PARIS (dpa-AFX) - Bundeskanzlerin Angela Merkel und Frankreichs Staatschef Emmanuel Macron wollen bei ihrem Treffen am Donnerstagabend in Paris über die Lehren des folgenreichen Truppenabzugs aus Afghanistan beraten. Man wolle auch darüber sprechen, was der Nato-Abzug für zukünftige Einsätze im Kampf gegen den Terrorismus bedeute, sagte Merkel vor dem Gespräch. Immerhin sei die Mission nicht erfolgreich geendet. Auch Macron sagte, man wolle darüber sprechen, welche Konsequenzen man als Europäer aus der Situation ziehen müsse.
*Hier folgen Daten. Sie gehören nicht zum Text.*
PR #7423, opened 2026-02-04
vendor on npm prepare instead of committing to git

rochdev:

### What does this PR do?

Vendor on npm prepare instead of committing to git.

### Motivation

The choice to commit vendored dependencies was to get slightly better install times locally and in CI, and being able to install from git regardless of package manager. However, these are very small benefits, and the complexity of our CI automation has exploded because of the need to automatically re-vendor after the automation. It also has the downside that every time we touch the bundler config there are dozens of files changed every time. At this point I don't think the trade-offs are worth it to keep the files in git. Vendoring on prepare makes everything much simpler.

### Additional Notes

Only the files outside of `vendor/dist` need review, everything else is just the dist folder being deleted.

### DIFF
--- a/scripts/check_licenses.js
+++ b/scripts/check_licenses.js
@@ -84,7 +84,7 @@ function addNpmProdDeps (deps, cwd) {
 function collectDependencies (deps, obj) {
   if (!obj.dependencies) return
 
-  for (const dep in obj.dependencies) {
+  for (const dep of Object.keys(obj.dependencies)) {
     const resolved = obj.dependencies[dep].resolved
 
     if (!resolved) continue


vendor/rspack.config.js
```diff
@@ -26,9 +26,10 @@ const exclude = new Set([
   'mutexify' // we only ever use `mutexify/promise`
 ])
 
+const difference = new Set([...include].filter(x => !exclude.has(x)))
+
 module.exports = {
-  // @ts-expect-error Array#difference exists in the Node.js version being used here.
-  entry: Object.fromEntries(include.difference(exclude).entries()),
+  entry: Object.fromEntries(difference.entries()),
```
watson, line 32: Unless the expected Node.js version changed, this should work as well, and is a bit simpler:

```suggestion
module.exports = {
  // @ts-expect-error Array#difference exists in the Node.js version being used here.
  entry: [...include.difference(exclude)],
```

... as long as what you want is an array like this:

```js
[
  'dc-polyfill',
  'import-in-the-middle',
  'mutexify/promise',
  'protobufjs/minimal',
  'source-map/lib/util'
]
```

.github/workflows/dependabot-automation.yml
```diff
@@ -4,36 +4,16 @@ on:
   pull_request:
     types:
       - opened
-      - reopened
-      - synchronize
```
BridgeAR, line 8: This should be kept. We should trigger workflows again, if a PR was reopened or updated

rochdev: I guess my worry is what if dependabot opens a PR, then a malicious user adds a commit, and then dependabot updates the PR? In that scenario, the PR would be auto-approved by automation without ever validating the changes from the user.

vendor/rspack.config.js
rochdev: The expected Node version did change, because the `prepare` script needs to run in all our CI environments which include Node 16 in some cases. It wasn't a problem before because the script was run locally or in very specific CI jobs.

.github/workflows/dependabot-automation.yml
rochdev: This might be an existing problem and out of scope of this PR though, so I can add it back for now.

rochdev:
> The license script is now not picking up the vendored dependencies anymore. We should include those though.

cc @watson

watson:
> Since we do effectively the same work in JS for the validation, would it make sense to just generate it locally instead? Why do we need a separate project in Python to handle this?

Hmm good question. The pro for using the Python project, is that all Datadog repos use it, so it's guaranteed to follow our official requirements, any improvement or change in behavior in it benefit us all. You could reverse the question and ask if we should keep maintaining our own js-variant. I've already implemented support for `package-lock.json`, but just need to finish updating the tests and then I'll make a PR. Hopefully it's not a common occurrence that we change lock file formats 😅 

Additionally, our own JS-variant will need significant updates to do the same work that the Python tool currently does. As far as I know, our JS-variant only validates that a dependency exists - it doesn't fetch license info from GitHub and npm.

.github/workflows/update-3rdparty-licenses.yml
```diff
@@ -34,7 +36,7 @@ jobs:
         uses: actions/checkout@de0fac2e4500dabe0009e67214ff5f5447ce83dd # v6.0.2
         with:
           repository: DataDog/dd-license-attribution
```
watson:
```suggestion
          repository: watson/dd-license-attribution
```

rochdev: Not sure how it was able to pass if it wasn't even the right repo :|

watson: Dunno, maybe GitHub has some magic to find the ref if a PR already exists that contains it 🤷

watson: I took a look in the GitHub Actions logs and found that it ran this command ([source](https://github.com/DataDog/dd-trace-js/actions/runs/22163628537/job/64085966052?pr=7423#step:5:74)):

```bash
git remote add origin https://github.com/DataDog/dd-license-attribution
git -c protocol.version=2 fetch --no-tags --prune --no-recurse-submodules --depth=1 origin 8ea483b9f735bf8da632c89796789cc2a050a9a6
  From https://github.com/DataDog/dd-license-attribution
   * branch            8ea483b9f735bf8da632c89796789cc2a050a9a6 -> FETCH_HEAD
```

So yeah, It Just Worked™

rochdev: Is it fine to just merge using your branch for now? I mean if it works I don't see it as a problem?

.github/workflows/platform.yml
```diff
@@ -43,7 +43,8 @@ jobs:
     steps:
       - uses: actions/checkout@de0fac2e4500dabe0009e67214ff5f5447ce83dd # v6.0.2
       - uses: ./.github/actions/node/active-lts
-      - run: FILENAME=$(npm pack --pack-destination /tmp) && mv /tmp/$FILENAME /tmp/dd-trace.tgz
+      - uses: ./.github/actions/install
+      - run: FILENAME=$(npm pack --silent --pack-destination /tmp) && mv /tmp/$FILENAME /tmp/dd-trace.tgz
```
BridgeAR, line 47: Should we not keep the output to know what happened? The same about other jobs.

integration-tests/helpers/index.js
```diff
@@ -332,7 +332,7 @@ function execHelper (command, options) {
  * @param {NodeJS.ProcessEnv} env - The environment to use for the pack command
  */
 function packTarball (tarballPath, env) {
-  execHelper(`${BUN} pm pack --quiet --gzip-level 0 --filename ${tarballPath}`, { env })
+  execHelper(`${BUN} pm pack --ignore-scripts --quiet --gzip-level 0 --filename ${tarballPath}`, { env })
```
BridgeAR, line 335: If I am not mistaken, this results in our dependencies not being minified for the tests. That is not ideal, since we do not test the same circumstances in that case.

scripts/check_licenses.js
```diff
@@ -68,6 +68,36 @@ function addProdDeps (deps, cwd) {
...
+
+  const parsed = JSON.parse(stdout)
+
+  collectDependencies(deps, parsed)
+}
+
+function collectDependencies (deps, obj) {
+  if (!obj.dependencies) return
+
+  for (const dep in obj.dependencies) {
```
BridgeAR: Let us please not use `for ... in`


```suggestion
  for (const dep of Object.keys(obj.dependencies)) {
```

.github/workflows/platform.yml
rochdev: The output is used as input to the next task. Also, this was already not the case before.

integration-tests/helpers/index.js
rochdev: I don't think this is correct, otherwise the tests would not work at all. It just prevents our custom engines check from running.

scripts/check_licenses.js
rochdev: I don't see why not, it's in the language and it works for the purpose. Still changing it to avoid getting stuck on this.

rochdev:
@watson Any further concerns now that 3rd party dependencies are fixed?

integration-tests/helpers/index.js
BridgeAR: Good point, it just ignores prepare and pack scripts.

Nach den Anschlägen vom 11. September 2001 hatte eine US-geführte Militärintervention der Herrschaft der militant-islamistischen Taliban in Afghanistan ein Ende gesetzt. Diese hatten den Drahtziehern um Al-Kaida-Chef Osama bin Laden Unterschlupf gewährt. 20 Jahre später haben die Taliban nach dem Abzug der internationalen Truppen das Land wieder unter Kontrolle.

Merkel und Macron wollen zudem an Afghanistan grenzende Länder, die Menschen aus dem Krisenland aufgenommen haben, unterstützen. Macron sagte auch, man wolle sich weiterhin dafür einsetzen, Europäer und bedrohte Afghanen außer Landes zu bringen. Menschen im Land soll humanitäre Hilfe zu Gute kommen. Der französische Präsident mahnte auch, man werde wachsam sein, was Beziehungen der Taliban zu Terrororganisationen angehe.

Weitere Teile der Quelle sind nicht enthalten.